Many participants spoke of bridging the gap between art and science, but it never became clear why that was a separation that needed to be forded. Neuroscience may serve as the source of a few technical discoveries ready to be exploited for artistic ends, as in Carsten Höller’s walls of white lights that flicker at a frequency fast enough to induce brilliantly colored retinal afterimages, an order of continuity of light even when one closes one’s eyes. Or neuroscience may be just one more ingredient in the subject matter of artists concerned with mapping different terrains of knowledge, such as Eric Duyckaerts’s mock-scientific pedantry; Spencer Finch’s recording of his brain waves while watching Hawaii Five-O (Blue, 1993); or Matthew Ritchie’s elaborate pictorial skeins of art, religion, politics, and science.

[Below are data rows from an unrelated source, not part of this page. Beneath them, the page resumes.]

PR #817, opened 2026-06-19
fix(runtime): reconstruct __web_researcher spec on resolve-miss

vadimcomanescu:
## Related issue

Closes #816

## Summary

- `web_fetch` synthesizes its `__web_researcher` child spec in memory and appends it to the parent's live `sub_agents` list (`tools/builtins/web_fetch.py:179-184`), but that spec is **never serialized into the persisted bundle**. A child `__web_researcher` session boots by re-parsing the bundle fresh (`runner/_entry.py:626-628`), so `_find_spec_by_name` (`runtime/workflow.py`) misses and returns `None`.
- Every swap site (`runner/app.py:5308, 8808, 8981, 12054, 13309`; `server/routes/sessions.py:10357`) swaps only `if ... is not None` and otherwise keeps the parent spec, so the child silently boots as a **full clone of the parent**. For a coordinator parent this is runaway recursion / fan-out via `sys_session_send` — the failure mode `runner/app.py:8966-8967` already names.
- Fix the resolver at its single choke point: on a resolve-miss for the built-in `__web_researcher`, reconstruct the lean researcher deterministically from the parent via the same `build_researcher_spec` the tool uses, instead of returning `None`. One change fixes all swap sites (DRY), with zero call-site churn. The recursive search is split into a pure helper so the reconstruction fires once at the root, not on every frame.

### ELI5

The web-research helper is built fresh in the parent's memory but never written into the saved "recipe card" (bundle). When a helper task starts up, it reads the saved card, can't find the helper on it, and — because no one wrote an `else` — just becomes a copy of its boss. If the boss is a panel coordinator, each copy re-runs the whole panel, which spawns more copies. The fix: when the helper isn't on the card, rebuild it from the same recipe the parent used, so it starts up as the small, fast helper it's supposed to be.

### Diagram

```mermaid
flowchart TD
    A[Parent ToolManager builds __web_researcher<br/>and appends to in-memory sub_agents] --> B[Bundle persisted on server<br/>WITHOUT __web_researcher]
    B --> C[Child boots: runner re-parses bundle fresh<br/>_entry.py load(dest)]
    C --> D{_find_spec_by_name<br/>parent, __web_researcher}
    D -- "before: None" --> E[no-else swap keeps PARENT spec<br/>child = coordinator clone -> recursion]
    D -- "after: build_researcher_spec(parent)" --> F[child boots as lean researcher<br/>max_iterations=5, one-shot curl helper]
```

## Type of change

- [x] Bug fix
- [ ] Feature
[...]

PR #2439, opened 2026-07-12
fix(runner): admit web_fetch's __web_researcher through the dispatch gate (#2426)

### LINKED ISSUE #2426: web_fetch always fails on wrapped-harness agents: dispatch gate rejects '__web_researcher' (never persisted, never reconstructed)
## Summary

`web_fetch` hard-errors on every tool call when the parent agent runs on a **wrapped harness** (claude-sdk; presumably codex/cursor/pi too):

```
Error: sub-agent '__web_researcher' not found in agent spec
```

The runner-local dispatch gate rejects the call before any fetch happens, because `__web_researcher` is synthesized in memory and never persisted — and unlike the child-boot resolver, the gate was never taught to reconstruct it.

## Environment

- omnigent v0.5.1 (`omnigent 0.5.1 built 2026-07-10T23:02:07Z`), self-hosted server + runner
- Parent agent: `harness: claude-sdk`, spec declares `web_fetch` under `tools.builtins`
- Also present on current `main` (verified at 6e3c7785)

## Repro

1. Register an agent on a wrapped harness (e.g. claude-sdk) with `tools.builtins: [web_fetch]`.
2. Ask it to call `web_fetch` on any URL.
3. The tool call returns `Error: sub-agent '__web_researcher' not found in agent spec` without fetching.

Reproduced live on two independent claude-sdk agents (freshly re-seeded specs, loader-validated with `builtins=['web_fetch']`).

## Root cause (verified against source)

For wrapped harnesses, `web_fetch` resolves runner-locally: `_execute_web_fetch_tool` (`runner/tool_dispatch.py`) translates the call into a `sys_session_send` against `__web_researcher` and delegates to `_execute_subagent_tool`, which gates on:

```python
    # Verify the sub-agent exists in the parent spec.
    if not _has_subagent(sub_agent_name, agent_spec):
        return f"Error: sub-agent {sub_agent_name!r} not found in agent spec"
```

`_has_subagent` searches only `spec.sub_agents` and the loader `tools` dict. But `__web_researcher` is never in either: it is synthesized by `WebFetchTool.__init__` (`tools/builtins/web_fetch.py`, `parent_spec.sub_agents.append(self.researcher_spec)`) — and `WebFetchTool` is only instantiated by the inner harness's `ToolManager`, which never runs for a wrapped-harness parent. The runner's `agent_spec` is the re-parsed persisted bundle, where the researcher does not exist. So the gate returns the error unconditionally on this path.

This is exactly the resolve-miss problem #817 fixed for the **child-boot** side: `runtime/workflow.py::_find_spec_by_name` reconstructs the researcher via `build_researcher_spec(owner)` when a node in the tree declares the `web_fetch` builtin (later refined by #1518, #1725, #2097). The **dispatch gate** in `runner/tool_dispatch.py::_has_subagent` never got the same treatment.

## Suggested fix

Mirror the `workflow.py` gate in the dispatch path: treat `__web_researcher` as present when some node in the parent spec tree declares the `web_fetch` builtin (same pre-order owner search as `_find_web_fetch_owner`, same security rationale — reconstruct only when `web_fetch` is actually declared, so a caller-controlled sub-agent name can't coerce an arbitrary parent into a shell-capable researcher).

## Not a duplicate of

- #2052 / PR #1725 — that fixed the researcher's harness inheritance at child boot; this failure fires earlier, in the runner dispatch gate, so the fix is never reached.
- PR #817 / #1518 — same reconstruction logic, but only in `runtime/workflow.py`'s resolver, not the runner gate.

Searched open+closed issues and merged PRs for `__web_researcher` / "not found in agent spec" — no existing report.

abhay-codes07:
## Related issue

Closes #2426

## Summary

`web_fetch` hard-errored on every tool call for an agent on a wrapped harness (claude-sdk, codex, cursor, pi):

```
Error: sub-agent '__web_researcher' not found in agent spec
```

For a wrapped harness, `web_fetch` resolves runner-locally: `_execute_web_fetch_tool` rewrites the call into a `sys_session_send` against `__web_researcher` and delegates to `_execute_subagent_tool`. `WebFetchTool` synthesizes `__web_researcher` in memory (inside the inner harness's `ToolManager`, which never runs for a wrapped parent) and never serializes it, so the re-parsed bundle the runner sees does not contain it, and every layer that resolves sub-agent names finds it missing.

The first version of this PR admitted the researcher at the dispatch gate only. As @fanzeyi pointed out in review, that left `_has_subagent` reporting the sub-agent exists while the spec-resolving helpers in the same call (`_find_subagent_spec` / `_subagent_harness` / `_subagent_allowed_harnesses`) still returned `None` for the same name, working only because downstream code happened to tolerate `None`. It also added a second near-identical tree walk alongside the one in `workflow.py`.

This revision takes Option A from the review:

- All four resolvers now route through a single `_find_subagent_spec`, which reconstructs `__web_researcher` from its `web_fetch` owner on a resolve-miss (the same deterministic reconstruction the child-boot resolver `workflow.py::_find_spec_by_name` already performs). The gate and the spec lookup can no longer disagree about whether the name exists.
- The owner walk and reconstruction are factored into one shared helper in `web_fetch.py` (`find_web_fetch_owner` / `reconstruct_researcher_spec`), used by both `tool_dispatch.py` and `workflow.py`. This removes the two duplicate tree walks (`_find_web_fetch_owner` in `workflow.py` is gone).
- Reconstruction stays gated on some node in the tree actually declaring the `web_fetch` builtin, so a caller-supplied name cannot coerce an arbitrary parent into the shell-capable researcher (`build_researcher_spec` synthesizes an `OSEnvSpec`).

No change to what is POSTed to `/v1/sessions`: `harness_override` still comes only from an explicit `args.harness` (never set for web_fetch), so server-side reconstruction stays authoritative. The now-resolved child harness only lets the existing missing-CLI probe run.

The Option A implementation was written by @bobbyhyam (`dev/fix-2426-dispatch-gate`) and folded into this PR with credit as co-author.

## Test Plan

```
  tests/runner/test_web_fetch_dispatch_gate.py \
  tests/tools/builtins/test_web_fetch.py \
  tests/runtime/test_workflow_subagent_resolution.py -q
# 43 passed
```

Coverage: gate/lookup agreement (`_has_subagent` and `_find_subagent_spec` return consistently for `__web_researcher`), owner-harness inheritance, nested-owner resolution, the no-`web_fetch` security boundary, and shared-helper unit coverage for `find_web_fetch_owner` / `reconstruct_researcher_spec`. `ruff check` clean.

## Demo

N/A. Dispatch/resolution fix, no visual surface. Before: any `web_fetch` call on a claude-sdk agent returns `Error: sub-agent '__web_researcher' not found in agent spec`. After: the researcher resolves consistently across the gate and the spec lookup and the fetch runs.

## Type of change

- [x] Bug fix
- [ ] Feature
- [ ] UI / frontend change
- [ ] Refactor / chore
- [ ] Docs
- [ ] Test / CI
- [ ] Breaking change

## Test coverage

- [ ] Not applicable

## Coverage notes

The single-resolver routing is exercised by the gate/lookup agreement tests; the shared helper has direct unit coverage; the security boundary (no reconstruction without a `web_fetch` owner) is asserted for both the flat and nested cases.

## Changelog

`web_fetch` now works for agents running on wrapped harnesses (claude-sdk, codex, cursor, pi) instead of failing with a "sub-agent '__web_researcher' not found" error, with the dispatch gate and the sub-agent spec lookup resolving the researcher consistently through one shared reconstruction path.


fanzeyi (dismissed):
@abhay-codes07 — the PR description does a good job tracing where the gate fires vs. where #817/#1518/#2097 already fixed things, and gating on `web_fetch` rather than just the name is the right security call. The tests cover the right cases.

But I don't think this should ship as-is. It's papering over a deeper problem and I'd like to see it addressed properly rather than stacking another special case.

## The issue

After this change, `_has_subagent` returns `True` for `__web_researcher`, but later in the same `_execute_subagent_tool` call, `_subagent_harness` (which resolves the spec via `_find_subagent_spec`) returns `None` — and so does `_subagent_allowed_harnesses`. Same spec, same name, different answer depending on which function you ask.

This happens to not crash today because every downstream check that could blow up on `None` is gated behind a `harness_override is not None` or `model is not None` condition. So the `POST /v1/sessions` goes out with no harness, no model, and the server-side reconstruction (`_find_spec_by_name` in workflow.py) saves it. But that's an implicit invariant — nothing in the code says "these functions are allowed to disagree about whether the sub-agent exists." Someone adds a check that doesn't tolerate `None`, or web_fetch starts passing a harness override, and this breaks silently. I don't think we should merge code where the existence check and the spec lookup in the same function give contradictory answers and we're relying on downstream `None`-tolerance to not explode.

## Why this keeps happening

This is the third PR patching a different resolution function for the same underlying cause: `WebFetchTool.__init__` appends `__web_researcher` to `sub_agents` in memory but never serializes it, so every layer that resolves sub-agent names finds it missing and needs its own patch:

- #817/#1518/#2097 → `_find_spec_by_name` (workflow.py)
- This PR → `_has_subagent` (tool_dispatch.py)
- Still unpatched → `_find_subagent_spec`, `_subagent_harness`, `_subagent_allowed_harnesses` (tool_dispatch.py)

We now have two near-identical tree walks (`_spec_tree_declares_web_fetch` here, `_find_web_fetch_owner` in workflow.py) doing the same thing with slightly different duck-typing. Every time someone touches the spec shape or the web_fetch builtin, both need to stay in sync.

## What I'd like to see

**Option A — centralize within tool_dispatch.py.** Route `_has_subagent`, `_subagent_harness`, and `_subagent_allowed_harnesses` through a single spec resolver that knows about synthesized sub-agents. Patch one place, all five callers agree. `workflow.py` still needs its own version (different layer), but at least `tool_dispatch.py` is internally consistent.

**Option B — fix the root cause.** Serialize `__web_researcher` into the persisted bundle at build time so every resolution layer finds it via a plain `sub_agents` search. Then all five patches across both modules become unnecessary. More work, but this stops the whack-a-mole.

Either way, the gate and the spec lookup need to agree on whether `__web_researcher` exists before this merges.

bobbyhyam:
Hi @abhay-codes07 @fanzeyi — since this has been quiet since the review, I took a run at the Option A approach @fanzeyi outlined and pushed it to a branch off current `main` (`bobbyhyam:dev/fix-2426-dispatch-gate`). It routes `_has_subagent`, `_find_subagent_spec`, `_subagent_harness`, and `_subagent_allowed_harnesses` through a single resolver that reconstructs `__web_researcher` from its `web_fetch` owner on a resolve-miss, so the existence check and the spec lookup no longer disagree, and factors the owner walk + reconstruction into one shared helper used by both `tool_dispatch.py` and `workflow.py` (removing the two duplicate tree walks). @abhay-codes07 — full credit for the original diagnosis; happy to fold this into your PR instead if you'd prefer, or open it as a separate PR that closes this out. Whatever's easiest for you both.

abhay-codes07:
Thanks for the detailed review. You are right that admitting the researcher at the gate alone left `_has_subagent` and `_find_subagent_spec` / `_subagent_harness` / `_subagent_allowed_harnesses` disagreeing about the same name, with only downstream `None`-tolerance keeping it from crashing.

I went with Option A. @bobbyhyam had already put together a clean version of exactly that, so I folded it into this PR with credit as co-author. All four resolvers now route through a single `_find_subagent_spec` that reconstructs `__web_researcher` from its `web_fetch` owner on a resolve-miss, so the gate and the spec lookup can no longer disagree. The owner walk and reconstruction are factored into one shared helper in `web_fetch.py` (`find_web_fetch_owner` / `reconstruct_researcher_spec`) used by both `tool_dispatch.py` and `workflow.py`, which also removes the two duplicate tree walks you flagged.

Nothing new goes out in the create body: `harness_override` still only comes from an explicit `args.harness` (never set for web_fetch), so server-side reconstruction stays authoritative. The now-resolved child harness only lets the existing missing-CLI probe run.

@bobbyhyam thanks for picking this up and for the offer. Folded it in here rather than opening a separate PR. Let me know if either of you want anything adjusted.

bobbyhyam:
Sounds good! Thanks for getting this moving. Teamwork makes the dream work!

bobbyhyam:
@abhay-codes07 Thanks for folding it in — the new head looks right to me (and DCO is green). The Pre-commit failure is just `ruff format` on the test file; two cosmetic hunks fix it:

```diff
--- a/tests/runner/test_runner_dispatch.py
+++ b/tests/runner/test_runner_dispatch.py
@@ -7328,7 +7328,6 @@
     assert _leaked(before) == []
 
 
-
 @pytest.mark.asyncio
 async def test_web_fetch_dispatch_admits_researcher_without_harness_override(
     monkeypatch: pytest.MonkeyPatch,
@@ -7379,10 +7378,7 @@
         if request.method == "POST" and request.url.path == "/v1/sessions":
             create_bodies.append(json.loads(request.content))
             return httpx.Response(201, json={"id": "conv_wf_child"})
-        if (
-            request.method == "POST"
-            and request.url.path == "/v1/sessions/conv_wf_child/events"
-        ):
+        if request.method == "POST" and request.url.path == "/v1/sessions/conv_wf_child/events":
             return httpx.Response(202, json={"queued": True})
         return httpx.Response(404, json={"error": str(request.url)})
```

(or just `uv run ruff format tests/runner/test_runner_dispatch.py` and commit). That formatting slip was in my branch originally — sorry for shipping it to you!

For the `needs-demo` bot: my duplicate-closed #3200 had a terminal before/after capture in its Demo section you're welcome to lift verbatim — https://github.com/omnigent-ai/omnigent/pull/3200 (it drives all four resolvers on main vs the fix and shows the exact user-facing error disappearing).

abhay-codes07:
Thanks Bobby, and no worries at all about the format slip. Ran `uv run ruff format tests/runner/test_runner_dispatch.py`, it produced exactly the two hunks you posted (the stray blank line and the collapsed `if`), amended it into the folded commit with the co-author trailer and sign-off intact, and pushed. `ruff format --check` is clean across all six changed files locally, so pre-commit should go green on this run.

Appreciate the pointer to #3200 for the `needs-demo` bot as well. I will sort the Demo section out. Thanks again for the teamwork on this one.

dhruv0811 (approved):
LGTM! Merged a commit to merge this into main, thanks a ton for working on this, so sorry about the delayed review here :)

But those hardly seem to be urgent justifications for a science of art. Robert Irwin suggested at the conference that the “sensate world” and the “cognitive world” should not be resolved, one into the other, remarking that were he to worry how it happens that the world is always already formed for him, he would find himself paralyzed. Perhaps what a neuroscience of art should explain is not how to bridge the gap between science and art—whether through a spurious reduction of art to the science of the brain, or through construing art as science by other means—but the significance of the gap itself: what, in other words, art may offer us that science cannot.
Jonathan Gilmore teaches philosophy and humanities at Yale University, New Haven, CT.